WHAT THIS TASK INVOLVES: With the first line as the start and the line containing "This algorithm was" as the end, write out every line of the records exactly.

=-=-=

PR #152, opened 2025-04-01
MCRecoEdep fixes [1/2]

PetrilloAtWork:
The algorithm creating `sim::MCTrack` and `sim::MCShower` objects and data products builds upon "MC energy deposition" objects created by `MCRecoEdep` algorithm.
This algorithm was written for MicroBooNE with `sim::SimChannel` objects as input, and later extended to work also with `sim::SimEnergyDeposit` and `sim::SimEnergyDepositLite`. This extension is a separate algorithm, that was shaped after the former and not optimised.
This last implementation is the subject of this pull request.

It suffer from numerous bugs, including:
 * not checking from containment of the points on the planes when asking for the nearest wire to a deposit, which causes a flood of exceptions, typically gigabytes of log files and an according dramatic slow down;
 * because of a faulty check on the existence of a wire nearby¹, adding the same energy deposition (dE/dx) to multiple planes on different TPC;
 * potentially reporting the wrong plane when a deposit is sensed by a channel crossing different TPC;
 * another other minor bug on the determination of the detector volume (minor because the geometry of all experiment detectors using LArSoft do not trigger it).

I have fixed the bugs I have found, optimised the code a bit (nothing dramatic, percent improvement in speed), updated the comments which were outdated.
Now the code runs ×10 fast (because it does not waste its time throwing exceptions and printing messages for a query that is ultimately useless), does not force jobs to require tens of GB of disk space, and gives better results.

Did I write "better"? well, unfortunately there is not much testing on field, since I don't know effectively anybody actually using the dE/dx information I presumably fixed.
I have checked myself and was confirmed by ICARUS users that the changes do not break the algorithm. The number of reconstructed tracks and showers is almost identical, as the objects are as well, except for the dE/dx subject of the fixes.

In addition, I added output to `DumpMCParticles` module (I used it during debugging); **that change is bound to another in LArSoft/lardataalg#51, which has a twin PR**.

Note that despite fixing bugs on a quantity that no experiment seems to be using right now, this fix is still very important for the simulation workflow, because of the reduction of resources required to run the detector physics simulation ("GEANT4 stage").

--- 

**I ask for an exemption on the reformatting of `DumpMCParticle` module**: I have followed the style of the existing code, and since `format-code` reformats only the changes, it results in different styles for equivalent code. For example:
```cpp
    fhicl::Atom<std::string> OutputCategory{
      Name("OutputCategory"),
      Comment("name of the output stream (managed by the message facility)"),
      "DumpMCParticles" /* default value */
    };

    fhicl::Atom<bool> PrintStepPositions{
      Name("PrintStepPositions"),
      Comment("prints the position and time of each trajectory point"),
      true};
    fhicl::Atom<bool> PrintStepMomenta{Name("PrintStepMomenta"),
                                       Comment("prints the momentum at each trajectory point"),
                                       false};
    fhicl::Atom<bool> PrintStepEnergies{Name("PrintStepEnergies"),
                                        Comment("prints the total energy at each trajectory point"),
                                        false};

    fhicl::Atom<unsigned int> PointsPerLine{
      Name("PointsPerLine"),
      Comment("trajectory points printed per line (default: 2; 0 = skip them)"),
      2 /* default value */
    };

```
(`OutputCategory` and `PointsPerLine` show the original style).

--- 

¹ [`geo::PlaneGeo::NearewstWireID()`](https://code-doc.larsoft.org/docs/latest/html/classgeo_1_1PlaneGeo.html#a7d000aa0627101d8ec6a290068fc4406) has "undefined behaviour" (or, buggy behaviour) when used for a point not projecting on the plane.

### DIFF
--- a/larsim/MCSTReco/MCRecoEdep.cxx
+++ b/larsim/MCSTReco/MCRecoEdep.cxx
@@ -135,7 +135,9 @@ namespace sim {
     art::ServiceHandle<geo::Geometry const> geom;
 
     // Key map to identify a unique particle energy deposition point
-    std::map<std::pair<UniquePosition, unsigned int>, int> hit_index_m;
+    using TrackPoint_t = std::pair<UniquePosition, unsigned int>;
+    using HitIndices_t = std::map<TrackPoint_t, int>;
+    HitIndices_t hit_index_m;
 
     geo::PlaneDataContainer<std::size_t> const pindex = details::createPlaneIndexMap();
 
@@ -156,11 +158,7 @@ namespace sim {
       // next one.
       // Try first with the TPC from the previous point, if any; if it fails, go hunting
       if (!TPC || !TPC->ContainsPosition(mp)) TPC = geom->PositionToTPCptr(mp);
-      if (!TPC) {
-        // mf::LogWarning("SimDriftElectrons") << "step at " << mp << " is not within any TPC.";
-        // ... e.g. in the cathode
-        continue;
-      }
+      if (!TPC) continue;
 
       // make a collection of electrons for each plane
       for (geo::PlaneGeo const& plane : wireReadoutGeom.Iterate<geo::PlaneGeo>(TPC->ID())) {
@@ -182,9 +180,8 @@ namespace sim {
         // and all the planes in the TPC get the same charge contributions (barred geometric acceptance).
         // So: __GetEdepArray__[trackID][hitIndex].deps[planeIndex].energy/charge
         int const track_id = std::abs(sed.TrackID());
-        UniquePosition const pos{mp};
         std::vector<sim::MCEdep>& trackEDeps = __GetEdepArray__(track_id);
-        std::pair const key{pos, track_id};
+        TrackPoint_t const key{mp, track_id};
 
         // find the index of the hit the energy belongs to (possibly a new one):
         int hit_index = -1;
@@ -197,7 +194,7 @@ namespace sim {
         double const charge = sed.NumElectrons();
         if (hit_index < 0) {
           // This particle energy deposition is never recorded so far. Create a new Edep
-          trackEDeps.emplace_back(pos, planeid, pindex.size(), sed.Energy(), charge, planeNumber);
+          trackEDeps.emplace_back(mp, planeid, pindex.size(), sed.Energy(), charge, planeNumber);
         }
         else {
           // Append charge to the relevant edep (@ hit_index)
--- a/larsim/MCSTReco/MCRecoEdep.cxx
+++ b/larsim/MCSTReco/MCRecoEdep.cxx
@@ -141,6 +141,9 @@ namespace sim {
 
     if (_debug_mode)
       std::cout << "Processing " << sedArray.size() << " energy deposits..." << std::endl;
+    
+    geo::TPCGeo const* TPC = nullptr; // the TPC where the last deposit was seen
+    
     // Loop over channels
     for (size_t i = 0; i < sedArray.size(); ++i) {
 
@@ -162,7 +165,8 @@ namespace sim {
       // From the position in world coordinates, determine the cryostat and tpc. If
       // somehow the step is outside a tpc (e.g., cosmic rays in rock) just move on to the
       // next one.
-      geo::TPCGeo const* TPC = geom->PositionToTPCptr(mp);
+      
+      if (!TPC || !TPC->ContainsPosition(mp)) TPC = geom->PositionToTPCptr(mp);
       if (!TPC) {
         mf::LogWarning("SimDriftElectrons") << "step at " << mp << " is not within any TPC.";
         continue;
--- a/larsim/MCSTReco/MCRecoEdep.cxx
+++ b/larsim/MCSTReco/MCRecoEdep.cxx
@@ -146,6 +146,11 @@ namespace sim {
 
       // Get data to loop over
       auto const& sed = sedArray[i];
+      
+      mf::LogVerbatim log{ "MakeMCEdep" }; // FIXME DEBUG
+      log << "EDep=" << sed.Energy() << " Q=" << sed.NumElectrons()
+        << " at " << sed.MidPoint() << " t=" << sed.Time()
+        << " PDGID=" << sed.PdgCode() << " ID=" << sed.TrackID();
 
       // David Caratelli: much of the code below is taken from the module:
       // https://cdcvs.fnal.gov/redmine/projects/larsim/repository/revisions/develop/entry/larsim/ElectronDrift/SimDriftElectrons_module.cc
@@ -225,12 +230,17 @@ namespace sim {
           // This particle energy deposition is never recorded so far. Create a new Edep
           __GetEdepArray__(real_track_id)
             .emplace_back(pos, pid, pindex.size(), sed.Energy(), charge, channel_id);
+          log << "\n  plane #" << channel_id << " => pos=" << mp << " plane " << pid
+            << " (#" << channel_id << "/" << pindex.size() << ")"
+            " Q=" << charge << " E=" << sed.Energy();
         }
         else {
           // Append charge to the relevant edep (@ hit_index)
           MCEdep& edep = __GetEdepArray__(real_track_id).at(hit_index);
           edep.deps[channel_id].charge += charge;
           edep.deps[channel_id].energy += sed.Energy();
+          log << "\n  plane #" << channel_id << " => Q=" << edep.deps[channel_id].charge
+            << " E=" << edep.deps[channel_id].energy;
         }
       } // end looping over planes
     }   // end looping over SimEnergyDeposits
--- a/larsim/MCSTReco/MCRecoEdep.cxx
+++ b/larsim/MCSTReco/MCRecoEdep.cxx
@@ -147,10 +147,6 @@ namespace sim {
     // Loop over energy depositions
     for (sim::SimEnergyDeposit const& sed : sedArray) {
 
-      mf::LogVerbatim log{"MakeMCEdep"}; // FIXME DEBUG
-      log << "EDep=" << sed.Energy() << " Q=" << sed.NumElectrons() << " at " << sed.MidPoint()
-          << " t=" << sed.Time() << " PDGID=" << sed.PdgCode() << " ID=" << sed.TrackID();
-
       // David Caratelli: much of the code below is taken from the module:
       // https://cdcvs.fnal.gov/redmine/projects/larsim/repository/revisions/develop/entry/larsim/ElectronDrift/SimDriftElectrons_module.cc
 
@@ -202,15 +198,12 @@ namespace sim {
         if (hit_index < 0) {
           // This particle energy deposition is never recorded so far. Create a new Edep
           trackEDeps.emplace_back(pos, planeid, pindex.size(), sed.Energy(), charge, planeNumber);
-          log << "\n  plane #" << planeNumber << " => pos=" << mp << " plane " << planeid << " (#"
-              << planeNumber << "/" << pindex.size() << ") Q=" << charge << " E=" << sed.Energy();
         }
         else {
           // Append charge to the relevant edep (@ hit_index)
           MCEdep::deposit& dep = trackEDeps.at(hit_index).deps[planeNumber];
           dep.charge += charge;
           dep.energy += sed.Energy();
-          log << "\n  plane #" << planeNumber << " => Q=" << dep.charge << " E=" << dep.energy;
         }
       } // end looping over planes in TPC
     }   // end looping over SimEnergyDeposits
--- a/larsim/MCSTReco/MCRecoEdep.cxx
+++ b/larsim/MCSTReco/MCRecoEdep.cxx
@@ -162,34 +162,28 @@ namespace sim {
       // From the position in world coordinates, determine the cryostat and tpc. If
       // somehow the step is outside a tpc (e.g., cosmic rays in rock) just move on to the
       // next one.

=-=-=

FINAL ANSWER:
PR #152, opened 2025-04-01
MCRecoEdep fixes [1/2]

PetrilloAtWork:
The algorithm creating `sim::MCTrack` and `sim::MCShower` objects and data products builds upon "MC energy deposition" objects created by `MCRecoEdep` algorithm.
This algorithm was written for MicroBooNE with `sim::SimChannel` objects as input, and later extended to work also with `sim::SimEnergyDeposit` and `sim::SimEnergyDepositLite`. This extension is a separate algorithm, that was shaped after the former and not optimised.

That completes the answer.